Take each line of the records below that contains the string "light" and copy it.

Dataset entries
**********
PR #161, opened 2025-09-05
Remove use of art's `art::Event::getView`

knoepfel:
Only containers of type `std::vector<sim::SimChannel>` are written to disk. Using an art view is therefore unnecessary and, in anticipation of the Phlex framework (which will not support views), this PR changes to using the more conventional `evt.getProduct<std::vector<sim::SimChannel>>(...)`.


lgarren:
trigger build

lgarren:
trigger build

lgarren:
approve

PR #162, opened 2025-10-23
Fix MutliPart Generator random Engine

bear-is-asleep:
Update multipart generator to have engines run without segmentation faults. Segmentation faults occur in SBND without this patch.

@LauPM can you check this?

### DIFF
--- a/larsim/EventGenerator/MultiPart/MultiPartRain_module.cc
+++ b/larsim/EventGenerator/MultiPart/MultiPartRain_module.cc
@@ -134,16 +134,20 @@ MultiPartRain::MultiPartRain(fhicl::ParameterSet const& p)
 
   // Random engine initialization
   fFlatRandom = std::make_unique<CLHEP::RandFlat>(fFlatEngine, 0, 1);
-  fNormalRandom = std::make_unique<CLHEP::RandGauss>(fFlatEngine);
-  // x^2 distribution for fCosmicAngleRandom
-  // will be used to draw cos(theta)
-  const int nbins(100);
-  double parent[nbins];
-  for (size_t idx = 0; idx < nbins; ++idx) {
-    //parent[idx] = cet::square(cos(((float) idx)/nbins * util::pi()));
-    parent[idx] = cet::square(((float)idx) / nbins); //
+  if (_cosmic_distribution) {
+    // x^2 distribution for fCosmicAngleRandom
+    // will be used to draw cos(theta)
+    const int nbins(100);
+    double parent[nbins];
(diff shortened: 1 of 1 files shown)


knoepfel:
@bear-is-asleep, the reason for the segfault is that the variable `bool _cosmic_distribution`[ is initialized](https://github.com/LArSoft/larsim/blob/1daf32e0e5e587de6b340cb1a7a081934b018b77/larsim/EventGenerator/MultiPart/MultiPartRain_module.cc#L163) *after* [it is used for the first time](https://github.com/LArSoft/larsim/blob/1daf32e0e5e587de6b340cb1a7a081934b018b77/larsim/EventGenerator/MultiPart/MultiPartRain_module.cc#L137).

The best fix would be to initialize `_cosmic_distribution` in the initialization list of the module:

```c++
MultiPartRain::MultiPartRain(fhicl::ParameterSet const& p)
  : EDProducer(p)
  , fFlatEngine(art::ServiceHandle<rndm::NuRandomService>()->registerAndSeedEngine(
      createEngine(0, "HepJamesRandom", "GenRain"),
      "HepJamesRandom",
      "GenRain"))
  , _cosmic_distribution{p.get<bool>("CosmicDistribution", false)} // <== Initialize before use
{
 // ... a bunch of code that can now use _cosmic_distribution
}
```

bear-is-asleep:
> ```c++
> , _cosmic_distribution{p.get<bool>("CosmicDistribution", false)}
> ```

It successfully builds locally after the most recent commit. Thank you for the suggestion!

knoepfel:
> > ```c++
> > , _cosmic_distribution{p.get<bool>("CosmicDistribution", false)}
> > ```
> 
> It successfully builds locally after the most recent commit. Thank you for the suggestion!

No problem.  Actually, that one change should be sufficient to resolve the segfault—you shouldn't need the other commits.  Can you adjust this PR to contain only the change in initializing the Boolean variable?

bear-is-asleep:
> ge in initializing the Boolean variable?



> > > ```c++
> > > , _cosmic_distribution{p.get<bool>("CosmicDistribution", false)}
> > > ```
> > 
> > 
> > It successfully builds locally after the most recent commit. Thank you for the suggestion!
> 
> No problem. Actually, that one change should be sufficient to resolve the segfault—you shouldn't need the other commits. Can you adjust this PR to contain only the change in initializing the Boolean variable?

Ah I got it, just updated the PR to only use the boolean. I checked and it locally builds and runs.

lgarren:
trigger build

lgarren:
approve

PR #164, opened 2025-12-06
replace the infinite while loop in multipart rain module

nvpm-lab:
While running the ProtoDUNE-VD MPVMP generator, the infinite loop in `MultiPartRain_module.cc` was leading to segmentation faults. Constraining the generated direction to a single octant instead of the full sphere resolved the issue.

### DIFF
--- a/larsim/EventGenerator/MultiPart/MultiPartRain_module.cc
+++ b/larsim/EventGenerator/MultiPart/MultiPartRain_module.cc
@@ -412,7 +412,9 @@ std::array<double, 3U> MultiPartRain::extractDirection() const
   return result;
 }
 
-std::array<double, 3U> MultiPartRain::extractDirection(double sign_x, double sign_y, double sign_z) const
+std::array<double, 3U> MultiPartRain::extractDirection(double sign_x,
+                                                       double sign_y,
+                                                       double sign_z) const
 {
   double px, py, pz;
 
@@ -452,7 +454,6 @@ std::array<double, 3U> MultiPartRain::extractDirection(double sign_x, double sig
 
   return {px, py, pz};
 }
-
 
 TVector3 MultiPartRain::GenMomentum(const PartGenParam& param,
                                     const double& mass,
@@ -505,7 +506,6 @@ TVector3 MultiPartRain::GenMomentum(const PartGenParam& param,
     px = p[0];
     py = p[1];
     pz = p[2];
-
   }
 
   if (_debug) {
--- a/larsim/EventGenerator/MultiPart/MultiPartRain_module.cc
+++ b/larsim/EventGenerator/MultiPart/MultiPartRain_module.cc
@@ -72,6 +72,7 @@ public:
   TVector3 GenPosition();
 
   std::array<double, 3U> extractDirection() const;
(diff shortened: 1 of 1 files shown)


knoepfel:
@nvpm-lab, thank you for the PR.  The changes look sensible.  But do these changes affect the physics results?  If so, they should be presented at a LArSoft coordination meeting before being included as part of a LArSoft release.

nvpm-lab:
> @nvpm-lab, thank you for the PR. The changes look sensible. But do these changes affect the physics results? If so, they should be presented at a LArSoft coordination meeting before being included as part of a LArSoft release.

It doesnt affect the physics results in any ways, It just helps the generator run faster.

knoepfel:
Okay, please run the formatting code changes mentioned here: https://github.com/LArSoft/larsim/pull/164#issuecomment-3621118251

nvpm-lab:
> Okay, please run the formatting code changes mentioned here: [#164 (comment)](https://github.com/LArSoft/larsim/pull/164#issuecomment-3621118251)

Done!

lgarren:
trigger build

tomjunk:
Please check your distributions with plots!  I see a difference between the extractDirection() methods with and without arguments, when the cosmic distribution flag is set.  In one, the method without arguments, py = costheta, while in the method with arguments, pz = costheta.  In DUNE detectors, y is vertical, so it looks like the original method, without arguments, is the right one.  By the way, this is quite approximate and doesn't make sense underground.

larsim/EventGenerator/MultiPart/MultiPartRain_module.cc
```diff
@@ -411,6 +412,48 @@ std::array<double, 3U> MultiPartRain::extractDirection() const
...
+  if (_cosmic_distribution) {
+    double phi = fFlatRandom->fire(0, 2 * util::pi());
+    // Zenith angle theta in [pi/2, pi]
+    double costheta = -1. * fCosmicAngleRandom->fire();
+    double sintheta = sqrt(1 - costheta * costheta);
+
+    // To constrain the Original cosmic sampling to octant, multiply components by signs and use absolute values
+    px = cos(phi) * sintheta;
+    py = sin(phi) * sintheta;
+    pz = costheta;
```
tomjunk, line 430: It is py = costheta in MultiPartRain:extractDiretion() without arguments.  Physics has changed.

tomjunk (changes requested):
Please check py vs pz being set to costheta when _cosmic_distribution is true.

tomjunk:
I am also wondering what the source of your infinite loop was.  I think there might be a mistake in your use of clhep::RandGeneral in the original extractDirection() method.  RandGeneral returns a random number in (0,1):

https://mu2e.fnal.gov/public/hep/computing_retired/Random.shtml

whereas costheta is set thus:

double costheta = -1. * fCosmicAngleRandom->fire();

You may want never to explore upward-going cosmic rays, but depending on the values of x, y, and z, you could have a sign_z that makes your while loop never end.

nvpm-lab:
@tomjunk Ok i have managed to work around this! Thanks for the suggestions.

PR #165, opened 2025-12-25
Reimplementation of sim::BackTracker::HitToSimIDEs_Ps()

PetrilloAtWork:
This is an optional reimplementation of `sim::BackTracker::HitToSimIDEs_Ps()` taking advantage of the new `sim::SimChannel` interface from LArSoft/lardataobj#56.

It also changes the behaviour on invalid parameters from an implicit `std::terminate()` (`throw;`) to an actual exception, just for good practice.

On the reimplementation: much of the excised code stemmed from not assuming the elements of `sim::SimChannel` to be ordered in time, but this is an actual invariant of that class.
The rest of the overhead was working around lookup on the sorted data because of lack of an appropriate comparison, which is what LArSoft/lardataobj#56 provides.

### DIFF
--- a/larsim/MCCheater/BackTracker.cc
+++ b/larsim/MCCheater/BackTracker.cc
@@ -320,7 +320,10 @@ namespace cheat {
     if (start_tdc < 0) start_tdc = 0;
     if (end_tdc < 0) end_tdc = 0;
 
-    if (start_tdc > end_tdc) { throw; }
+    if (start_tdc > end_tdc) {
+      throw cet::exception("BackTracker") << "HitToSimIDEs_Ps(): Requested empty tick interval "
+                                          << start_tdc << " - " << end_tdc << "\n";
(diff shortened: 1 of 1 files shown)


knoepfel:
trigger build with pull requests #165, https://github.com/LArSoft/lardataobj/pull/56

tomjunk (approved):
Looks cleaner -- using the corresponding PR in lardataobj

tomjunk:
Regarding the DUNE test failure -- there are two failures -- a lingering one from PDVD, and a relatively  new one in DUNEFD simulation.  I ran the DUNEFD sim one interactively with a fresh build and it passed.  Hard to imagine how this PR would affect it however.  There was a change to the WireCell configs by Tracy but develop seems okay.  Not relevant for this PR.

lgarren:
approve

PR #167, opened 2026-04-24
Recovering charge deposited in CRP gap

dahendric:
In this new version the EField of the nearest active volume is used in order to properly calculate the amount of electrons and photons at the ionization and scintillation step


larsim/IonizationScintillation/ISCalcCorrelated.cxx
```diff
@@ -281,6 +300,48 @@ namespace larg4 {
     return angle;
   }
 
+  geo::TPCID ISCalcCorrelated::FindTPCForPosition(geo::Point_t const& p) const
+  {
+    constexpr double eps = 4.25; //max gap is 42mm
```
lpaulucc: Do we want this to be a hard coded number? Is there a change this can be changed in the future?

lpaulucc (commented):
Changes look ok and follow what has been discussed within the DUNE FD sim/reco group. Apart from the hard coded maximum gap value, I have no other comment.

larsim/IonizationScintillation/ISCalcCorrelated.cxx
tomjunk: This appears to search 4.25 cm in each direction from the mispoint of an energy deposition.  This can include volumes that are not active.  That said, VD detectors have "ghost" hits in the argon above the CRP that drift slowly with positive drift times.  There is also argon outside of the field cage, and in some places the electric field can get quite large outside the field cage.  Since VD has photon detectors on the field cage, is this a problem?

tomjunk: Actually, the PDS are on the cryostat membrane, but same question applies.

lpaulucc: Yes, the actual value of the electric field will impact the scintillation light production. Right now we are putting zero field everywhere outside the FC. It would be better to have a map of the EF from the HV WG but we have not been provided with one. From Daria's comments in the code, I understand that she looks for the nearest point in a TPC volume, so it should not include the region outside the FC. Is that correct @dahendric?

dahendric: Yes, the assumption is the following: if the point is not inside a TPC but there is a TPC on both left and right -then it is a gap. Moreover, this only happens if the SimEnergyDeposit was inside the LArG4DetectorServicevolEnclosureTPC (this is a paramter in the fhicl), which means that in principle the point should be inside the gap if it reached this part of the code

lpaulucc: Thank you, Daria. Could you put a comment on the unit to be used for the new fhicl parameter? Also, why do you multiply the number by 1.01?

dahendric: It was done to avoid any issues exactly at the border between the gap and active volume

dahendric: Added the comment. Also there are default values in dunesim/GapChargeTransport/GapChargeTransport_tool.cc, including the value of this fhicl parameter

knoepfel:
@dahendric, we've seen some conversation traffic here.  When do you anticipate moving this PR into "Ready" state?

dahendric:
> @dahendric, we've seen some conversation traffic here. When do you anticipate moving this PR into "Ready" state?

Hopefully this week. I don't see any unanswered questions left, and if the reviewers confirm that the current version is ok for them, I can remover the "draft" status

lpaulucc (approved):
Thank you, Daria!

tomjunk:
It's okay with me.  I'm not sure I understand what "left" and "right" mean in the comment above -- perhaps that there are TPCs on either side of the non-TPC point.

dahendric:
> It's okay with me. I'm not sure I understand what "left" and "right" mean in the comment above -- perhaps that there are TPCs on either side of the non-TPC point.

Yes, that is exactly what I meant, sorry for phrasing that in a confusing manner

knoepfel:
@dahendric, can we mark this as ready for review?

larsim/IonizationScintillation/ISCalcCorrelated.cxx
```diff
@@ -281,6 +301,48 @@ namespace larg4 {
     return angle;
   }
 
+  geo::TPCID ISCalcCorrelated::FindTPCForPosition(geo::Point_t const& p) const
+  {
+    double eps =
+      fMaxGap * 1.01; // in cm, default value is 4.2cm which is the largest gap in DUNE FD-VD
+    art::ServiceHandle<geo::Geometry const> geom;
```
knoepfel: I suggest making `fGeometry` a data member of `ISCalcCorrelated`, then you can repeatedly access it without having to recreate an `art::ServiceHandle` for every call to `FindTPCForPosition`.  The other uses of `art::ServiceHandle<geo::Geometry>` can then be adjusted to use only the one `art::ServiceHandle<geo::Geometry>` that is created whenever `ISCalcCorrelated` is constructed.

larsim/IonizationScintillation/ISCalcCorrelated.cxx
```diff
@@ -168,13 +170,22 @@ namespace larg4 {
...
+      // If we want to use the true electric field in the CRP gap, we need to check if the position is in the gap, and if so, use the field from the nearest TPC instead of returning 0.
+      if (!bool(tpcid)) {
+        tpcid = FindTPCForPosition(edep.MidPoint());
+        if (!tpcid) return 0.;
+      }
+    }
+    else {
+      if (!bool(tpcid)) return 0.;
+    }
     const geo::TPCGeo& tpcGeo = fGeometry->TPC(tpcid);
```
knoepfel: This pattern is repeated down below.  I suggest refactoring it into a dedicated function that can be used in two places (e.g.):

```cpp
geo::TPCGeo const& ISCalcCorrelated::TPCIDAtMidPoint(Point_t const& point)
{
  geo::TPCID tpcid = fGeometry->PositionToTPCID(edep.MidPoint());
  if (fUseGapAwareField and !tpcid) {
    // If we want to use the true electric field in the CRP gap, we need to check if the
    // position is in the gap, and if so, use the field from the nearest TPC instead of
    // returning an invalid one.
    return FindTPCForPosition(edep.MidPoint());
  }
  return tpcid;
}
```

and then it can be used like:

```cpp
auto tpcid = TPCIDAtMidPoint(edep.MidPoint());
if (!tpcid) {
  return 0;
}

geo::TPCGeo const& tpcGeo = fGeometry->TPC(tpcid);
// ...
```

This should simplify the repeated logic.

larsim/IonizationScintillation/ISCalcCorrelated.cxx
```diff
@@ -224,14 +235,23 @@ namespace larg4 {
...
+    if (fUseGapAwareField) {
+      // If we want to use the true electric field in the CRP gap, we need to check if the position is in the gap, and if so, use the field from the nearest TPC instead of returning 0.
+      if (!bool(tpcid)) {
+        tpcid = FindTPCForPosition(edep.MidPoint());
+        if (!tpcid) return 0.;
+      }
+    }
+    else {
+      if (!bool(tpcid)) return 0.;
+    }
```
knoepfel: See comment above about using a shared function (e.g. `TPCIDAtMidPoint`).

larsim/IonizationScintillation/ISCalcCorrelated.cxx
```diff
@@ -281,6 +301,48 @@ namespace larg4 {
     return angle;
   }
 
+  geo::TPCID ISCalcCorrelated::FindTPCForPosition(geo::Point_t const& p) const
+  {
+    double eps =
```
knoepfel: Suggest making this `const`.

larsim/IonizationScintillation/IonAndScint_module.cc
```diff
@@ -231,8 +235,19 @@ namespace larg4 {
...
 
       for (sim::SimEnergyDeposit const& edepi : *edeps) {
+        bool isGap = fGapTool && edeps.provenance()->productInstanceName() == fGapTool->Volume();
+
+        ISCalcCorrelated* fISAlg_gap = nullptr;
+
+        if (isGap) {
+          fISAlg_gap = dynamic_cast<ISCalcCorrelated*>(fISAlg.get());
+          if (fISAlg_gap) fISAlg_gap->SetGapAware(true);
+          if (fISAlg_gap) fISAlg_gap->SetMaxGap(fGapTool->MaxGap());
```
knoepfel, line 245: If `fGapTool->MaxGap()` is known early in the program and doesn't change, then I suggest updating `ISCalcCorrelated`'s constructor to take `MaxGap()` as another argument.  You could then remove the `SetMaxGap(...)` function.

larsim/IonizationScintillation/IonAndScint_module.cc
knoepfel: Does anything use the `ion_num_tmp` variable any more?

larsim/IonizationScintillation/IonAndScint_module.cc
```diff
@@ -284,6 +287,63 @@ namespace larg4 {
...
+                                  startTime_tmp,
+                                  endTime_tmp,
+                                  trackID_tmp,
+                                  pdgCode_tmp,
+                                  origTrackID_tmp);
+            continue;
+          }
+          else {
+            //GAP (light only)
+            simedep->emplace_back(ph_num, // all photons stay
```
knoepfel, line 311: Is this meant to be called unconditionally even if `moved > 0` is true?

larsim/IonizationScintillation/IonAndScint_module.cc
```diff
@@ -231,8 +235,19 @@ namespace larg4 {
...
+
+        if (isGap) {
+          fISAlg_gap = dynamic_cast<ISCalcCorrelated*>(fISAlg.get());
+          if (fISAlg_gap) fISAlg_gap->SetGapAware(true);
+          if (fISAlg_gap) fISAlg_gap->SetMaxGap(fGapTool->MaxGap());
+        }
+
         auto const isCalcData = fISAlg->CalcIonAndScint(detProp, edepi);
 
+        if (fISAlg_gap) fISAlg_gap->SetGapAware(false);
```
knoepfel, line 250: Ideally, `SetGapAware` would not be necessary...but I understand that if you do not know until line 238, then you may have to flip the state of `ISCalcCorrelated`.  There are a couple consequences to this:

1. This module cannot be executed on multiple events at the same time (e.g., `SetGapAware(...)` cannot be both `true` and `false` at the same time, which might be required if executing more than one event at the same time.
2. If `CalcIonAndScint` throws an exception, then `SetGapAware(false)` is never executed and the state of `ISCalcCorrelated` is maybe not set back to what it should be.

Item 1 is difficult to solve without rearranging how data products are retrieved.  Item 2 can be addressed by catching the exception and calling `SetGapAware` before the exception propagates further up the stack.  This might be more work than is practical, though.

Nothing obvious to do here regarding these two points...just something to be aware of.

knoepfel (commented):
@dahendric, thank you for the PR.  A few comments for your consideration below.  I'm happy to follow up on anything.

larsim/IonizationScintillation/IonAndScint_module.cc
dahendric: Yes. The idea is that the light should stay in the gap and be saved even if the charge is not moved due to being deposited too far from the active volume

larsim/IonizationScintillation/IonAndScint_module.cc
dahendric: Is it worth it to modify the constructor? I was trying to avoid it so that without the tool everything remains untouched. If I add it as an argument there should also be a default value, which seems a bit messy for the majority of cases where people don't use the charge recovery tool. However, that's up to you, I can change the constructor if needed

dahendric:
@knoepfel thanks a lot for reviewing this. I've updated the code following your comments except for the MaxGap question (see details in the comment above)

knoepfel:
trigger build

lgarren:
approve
**********
Task result –
lpaulucc: Yes, the actual value of the electric field will impact the scintillation light production. Right now we are putting zero field everywhere outside the FC. It would be better to have a map of the EF from the HV WG but we have not been provided with one. From Daria's comments in the code, I understand that she looks for the nearest point in a TPC volume, so it should not include the region outside the FC. Is that correct @dahendric?
+            //GAP (light only)
dahendric: Yes. The idea is that the light should stay in the gap and be saved even if the charge is not moved due to being deposited too far from the active volume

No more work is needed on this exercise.